[[ Exercise inputs open ]]
PR #4795, opened 2026-02-17
Improvements to GC: two-pass online run, parallel workers, better logging

roman-vynar:
Multiple improvements to GC:
* Two-pass run:
1. mark phase to mark manifests and enumerate blobs
2. sweep phase to re-mark manifests and delete blobs eligible for this from previous phase
* Can be run online, no downtime required, anything can be pushed in the middle
* Parallel workers where appropriate - marking manifests, deleting blobs etc.
* Better logging and stats

Tested to purge 200K+ blobs / 40K manifests / reclaim 1.5TB space from my two registries (backed by AWS S3 and Azure Blob).

### DIFF
--- a/registry/root.go
+++ b/registry/root.go
@@ -3,6 +3,7 @@ package registry
 import (
 	"fmt"
 	"os"
+	"time"
 
 	"github.com/distribution/distribution/v3/internal/dcontext"
 	"github.com/distribution/distribution/v3/registry/storage"
@@ -13,12 +14,28 @@ import (
 
 var showVersion bool
 
+var (
+	dryRun         bool
+	removeUntagged bool
+	quiet          bool
+	workers        int
+	timeout        time.Duration
+	checkpointDir  string
+	markOnly       bool
+	sweepOnly      bool
+)
+
 func init() {
 	RootCmd.AddCommand(ServeCmd)
 	RootCmd.AddCommand(GCCmd)
 	GCCmd.Flags().BoolVarP(&dryRun, "dry-run", "d", false, "do everything except remove the blobs")
 	GCCmd.Flags().BoolVarP(&removeUntagged, "delete-untagged", "m", false, "delete manifests that are not currently referenced via tag")
 	GCCmd.Flags().BoolVarP(&quiet, "quiet", "q", false, "silence output")
+	GCCmd.Flags().IntVarP(&workers, "workers", "w", 4, "number of concurrent workers")
+	GCCmd.Flags().DurationVarP(&timeout, "timeout", "t", 24*time.Hour, "maximum runtime before stopping")
+	GCCmd.Flags().StringVar(&checkpointDir, "checkpoint-dir", "", "directory for checkpoint/resume and two-pass mode")
+	GCCmd.Flags().BoolVar(&markOnly, "mark-only", false, "only run mark phase and save candidates (requires --checkpoint-dir)")
+	GCCmd.Flags().BoolVar(&sweepOnly, "sweep", false, "only run sweep phase from checkpoint (requires --checkpoint-dir)")
 	RootCmd.Flags().BoolVarP(&showVersion, "version", "v", false, "show the version and exit")
 }
 
@@ -36,12 +53,6 @@ var RootCmd = &cobra.Command{
 		cmd.Usage()
 	},
 }
-
-var (
-	dryRun         bool
-	removeUntagged bool
-	quiet          bool
-)
 
 // GCCmd is the cobra command that corresponds to the garbage-collect subcommand
 var GCCmd = &cobra.Command{
@@ -80,6 +91,11 @@ var GCCmd = &cobra.Command{
 			DryRun:         dryRun,
 			RemoveUntagged: removeUntagged,
 			Quiet:          quiet,
+			MaxConcurrency: workers,
+			Timeout:        timeout,
+			CheckpointDir:  checkpointDir,
+			MarkOnly:       markOnly,
+			SweepOnly:      sweepOnly,
 		})
 		if err != nil {
 			fmt.Fprintf(os.Stderr, "failed to garbage collect: %v", err)
--- a/registry/root.go
+++ b/registry/root.go
@@ -35,7 +35,7 @@ func init() {
 	GCCmd.Flags().DurationVarP(&timeout, "timeout", "t", 24*time.Hour, "maximum runtime before stopping")
 	GCCmd.Flags().StringVar(&checkpointDir, "checkpoint-dir", "", "directory for checkpoint/resume and two-pass mode")
 	GCCmd.Flags().BoolVar(&markOnly, "mark-only", false, "only run mark phase and save candidates (requires --checkpoint-dir)")
-	GCCmd.Flags().BoolVar(&sweepOnly, "sweep", false, "only run sweep phase from checkpoint (requires --checkpoint-dir)")
+	GCCmd.Flags().BoolVar(&sweepOnly, "sweep-only", false, "only run sweep phase from checkpoint (requires --checkpoint-dir)")
 	RootCmd.Flags().BoolVarP(&showVersion, "version", "v", false, "show the version and exit")
 }
 
--- a/registry/storage/garbagecollect.go
+++ b/registry/storage/garbagecollect.go
@@ -2,14 +2,20 @@ package storage
 
 import (
 	"context"
+	"encoding/json"
 	"errors"
 	"fmt"
+	"os"
+	"path/filepath"
+	"sync"
+	"time"
 
 	"github.com/distribution/distribution/v3"
+	"github.com/distribution/distribution/v3/internal/dcontext"
 	"github.com/distribution/distribution/v3/registry/storage/driver"
 	"github.com/distribution/reference"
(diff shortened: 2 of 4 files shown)


milosgajdos:
Closing and reopening to re-trigger stuck CI

registry/storage/garbagecollect.go
```diff
@@ -32,157 +86,557 @@ type ManifestDel struct {
...
+	var deleteLayerSetMu sync.Mutex
 	deleteLayerSet := make(map[string][]digest.Digest)
+
+	var manifestArrMu sync.Mutex
 	manifestArr := make([]ManifestDel, 0)
+
+	// Progress tracking
+	var statsMu sync.Mutex
+	lastProgress := time.Now()
+	progressTicker := time.NewTicker(opts.ProgressInterval)
```
mesaglio: This ticker is created but `progressTicker.C` is never read anywhere in the function. Progress reporting is done manually via `time.Since(lastProgress)` checks inside the goroutines. The ticker fires, fills its buffer (cap 1), and drops subsequent ticks. 
We can remove it, or switch to using the ticker channel for progress reporting.

registry/storage/garbagecollect.go
```diff
@@ -214,6 +684,124 @@ func unmarkReferencedManifest(manifestArr []ManifestDel, markSet map[digest.Dige
 	return filtered
 }
 
+// acquireLock creates a distributed lock file to prevent concurrent GC runs
+func acquireLock(checkpointDir string, timeout time.Duration) error {
```
mesaglio, line 689: The file-based lock is a nice idea for preventing concurrent runs, but the current check-then-create flow has a TOCTOU window that could allow two processes to both believe they hold the lock:

1. Process A reads lock → sees it's absent/expired
2. Process B reads lock → also sees it's absent/expired
3. Both write their lock file, last writer wins
4. Both proceed thinking they have exclusive access

The standard way to make this atomic on POSIX is `O_CREATE|O_EXCL`, which fails if the file already exists — the kernel guarantees atomicity:
```go
f, err := os.OpenFile(lockPath, os.O_CREATE|os.O_EXCL|os.O_WRONLY, 0600)
if err != nil {
	if os.IsExist(err) {
		// file exists — read it, check expiry, decide whether to steal
	}
	return err
}
```
Worth addressing before this goes to production since a concurrent GC run deleting blobs at the same time could cause real data loss.

registry/storage/garbagecollect.go
```diff
@@ -214,6 +684,124 @@ func unmarkReferencedManifest(manifestArr []ManifestDel, markSet map[digest.Dige
...
+	lockPath := filepath.Join(checkpointDir, ".lock")
+
+	// Check if lock exists and is still valid
+	if data, err := os.ReadFile(lockPath); err == nil {
+		var lock LockFile
+		if err := json.Unmarshal(data, &lock); err == nil {
+			// Check if lock is expired
+			if time.Since(lock.Timestamp) < timeout {
```
mesaglio: question: The expiry check here uses the calling process's timeout rather than the one stored in the lock file. The `LockFile` struct has a `Timeout` field but it doesn't seem to be parsed back anywhere.

Imagine: 
GC-1 runs with --timeout=24h and crashes after 1h. 
GC-2 starts with --timeout=1h and sees a lock that's 1h old. 
Since 1h < 1h is false, GC-2 steals the lock — but GC-1's intended window was 24h and might still be running.

Was the intent to always use the new process's timeout for the expiry decision, or should it read the stored timeout from the lock file?

registry/storage/garbagecollect.go
```diff
@@ -32,157 +86,557 @@ type ManifestDel struct {
...
+				// Check for context cancellation
+				select {
+				case <-groupCtx.Done():
+					return groupCtx.Err()
+				default:
+				}
+
+				// Get blob size before deletion
+				var blobSize int64
+				blobPath := fmt.Sprintf("/docker/registry/v2/blobs/%s/%s/%s/data",
```
mesaglio: This path assumes the default storage root. If someone configures a custom rootdirectory in the storage driver, `storageDriver.Stat()` would miss the file, and `blobSize` would stay 0 for all blobs — meaning space_freed would always show "0 B" in the logs.

Would it make sense to resolve the path through the driver's own path construction rather than building it manually here?

registry/storage/garbagecollect.go
```diff
@@ -214,6 +684,124 @@ func unmarkReferencedManifest(manifestArr []ManifestDel, markSet map[digest.Dige
...
+		return fmt.Errorf("failed to marshal lock: %v", err)
+	}
+
+	if err := os.MkdirAll(checkpointDir, 0755); err != nil {
+		return fmt.Errorf("failed to create checkpoint dir: %v", err)
+	}
+
+	if err := os.WriteFile(lockPath, data, 0644); err != nil {
+		return fmt.Errorf("failed to write lock file: %v", err)
+	}
```
mesaglio: suggestion: The checkpoint directory and files are created with world-readable permissions (0755/0644). Since the checkpoint contains the digests of all blobs scheduled for deletion, on a multi-user system another local user with write access could modify it between the mark and sweep phases.

Using 0700/0600 instead would scope access to the process owner and be safer as a default.

registry/storage/garbagecollect.go
```diff
@@ -32,157 +86,557 @@ type ManifestDel struct {
...
+	if opts.MarkOnly && opts.CheckpointDir == "" {
+		return fmt.Errorf("--mark-only requires --checkpoint-dir to save candidates")
+	}
+
+	// Acquire distributed lock if using checkpoint dir
+	if opts.CheckpointDir != "" {
+		if err := acquireLock(opts.CheckpointDir, opts.Timeout); err != nil {
+			return fmt.Errorf("failed to acquire lock: %v", err)
+		}
+		defer releaseLock(opts.CheckpointDir)
```
mesaglio: The error from releaseLock is dropped in the defer, so if the lock file can't be removed for any reason (e.g. a permissions edge case), future runs would be blocked for up to the full timeout with no visible reason.

Something like this would make failures visible without changing behavior:
```go
defer func() {
	if err := releaseLock(opts.CheckpointDir); err != nil {
		logger.Warnf("Failed to release GC lock: %v", err)
	}
}()
```

registry/storage/garbagecollect.go
```diff
@@ -32,157 +86,557 @@ type ManifestDel struct {
...
 	deleteLayerSet := make(map[string][]digest.Digest)
+
+	var manifestArrMu sync.Mutex
 	manifestArr := make([]ManifestDel, 0)
+
+	// Progress tracking
+	var statsMu sync.Mutex
+	lastProgress := time.Now()
+	progressTicker := time.NewTicker(opts.ProgressInterval)
+	defer progressTicker.Stop()
```
mesaglio: Looks like `progressTicker.C` isn't being consumed — progress is reported through the `time.Since(lastProgress)` checks inside the goroutines instead. The ticker can probably be removed to keep things cleaner, unless there's a plan to wire it up later.

registry/root.go
```diff
@@ -13,12 +14,28 @@ import (
...
 	RootCmd.AddCommand(ServeCmd)
 	RootCmd.AddCommand(GCCmd)
 	GCCmd.Flags().BoolVarP(&dryRun, "dry-run", "d", false, "do everything except remove the blobs")
 	GCCmd.Flags().BoolVarP(&removeUntagged, "delete-untagged", "m", false, "delete manifests that are not currently referenced via tag")
 	GCCmd.Flags().BoolVarP(&quiet, "quiet", "q", false, "silence output")
+	GCCmd.Flags().IntVarP(&workers, "workers", "w", 4, "number of concurrent workers")
+	GCCmd.Flags().DurationVarP(&timeout, "timeout", "t", 24*time.Hour, "maximum runtime before stopping")
+	GCCmd.Flags().StringVar(&checkpointDir, "checkpoint-dir", "", "directory for checkpoint/resume and two-pass mode")
+	GCCmd.Flags().BoolVar(&markOnly, "mark-only", false, "only run mark phase and save candidates (requires --checkpoint-dir)")
+	GCCmd.Flags().BoolVar(&sweepOnly, "sweep", false, "only run sweep phase from checkpoint (requires --checkpoint-dir)")
```
mesaglio: The flag is `--sweep` but its counterpart is `--mark-only`, which makes them a bit asymmetric in the help output. Would `--sweep-only` work here? It would also match the SweepOnly field name more naturally.

roman-vynar:
Thanks @mesaglio for spending a time and looking into this!

1-2. On acquireLock() - I didn't give it much attention to this specific lock thing to be sincere but now rewrote it to account all the cases/expiring lock/reading back heldTimeout etc.
3. Resolving blob path now as `blobPath, _ := pathFor(blobDataPathSpec{digest: dgst})` (as in the other existing code)
4. Set safer permissions 0600/0700 for a checkpoint stuff.
5. Avoid error thrown into defer on release lock.
6. Renamed `sweep` arg to `sweep-only` to match the mark counterpart.

Thank you again!

milosgajdos:
hey @roman-vynar mind rebasing? seems like gh CI is stuck

roman-vynar:
Rebased on top of upstream and re-pushed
[[ Exercise inputs closed ]]
__Exercise goal__:
What is the number of lines in the listing that contain the string "distributed"? Give it alone.

__Output below__:
2